DATA FOR REVIEW section start

Issue #461, opened 2021-04-26
Support databases behind loadbalancers (2)


tolikzinovyev:
## Summary
We need indexer code to work correctly when used with a replicated database, particularly Amazon Aurora.

## Scope/Requirements
- ~Fix most API endpoints~ #373
- Fix account rewinding (accounting/rewind.go)
- ~Fix accounting for importing blocks (importer/helper.go: updateAccounting()); should be partially fixed by #331, `YieldTxns()` can still return inconsistent results~ will be fixed by https://github.com/algorand/indexer/pull/618
- Fix transaction paging (idb/postgres.go: Transactions()); it is possible that the user gets only some transactions for a round because of the limit, but the next Transactions() call will not return the rest of the transactions for this round

## Urgency/Relative Priority
?

Blackglade:
+1 on this. Having issues with this using Aurora.

winder:
@Blackglade what sort of issues are you seeing?

Blackglade:
@winder Deleted my previous comment. My issues with Aurora were not related to the indexer. Aurora has been working great so far :)

winder:
@Blackglade great! Thanks for the feedback.

tsachizehub:
@tolikzinovyev - could you please break this one into two, and we will size these next week ?

tolikzinovyev:
Closing in favor of #619 and #620.

PR #465, opened 2021-04-26
Fix paging inconsistencies when using amazon aurora

tolikzinovyev:
## Summary
It is possible that the user gets only some transactions for a round because of the limit, but the next `Transactions()` call will not return the rest of the transactions for this round because a follower DB replica returned stale data.

Fixes one item in #461.

## Test Plan
Will add a test.

### DIFF
--- a/accounting/rewind.go
+++ b/accounting/rewind.go
@@ -12,15 +12,6 @@ import (
 	"github.com/algorand/indexer/types"
 )
 
-// ConsistencyError is returned when the database returns inconsistent (stale) results.
-type ConsistencyError struct {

DATA FOR REVIEW section end

= WHAT IS REQUIRED =
Provide the count of lines in the data above containing "paging", and nothing further.

= ANSWER TO THIS TASK =
2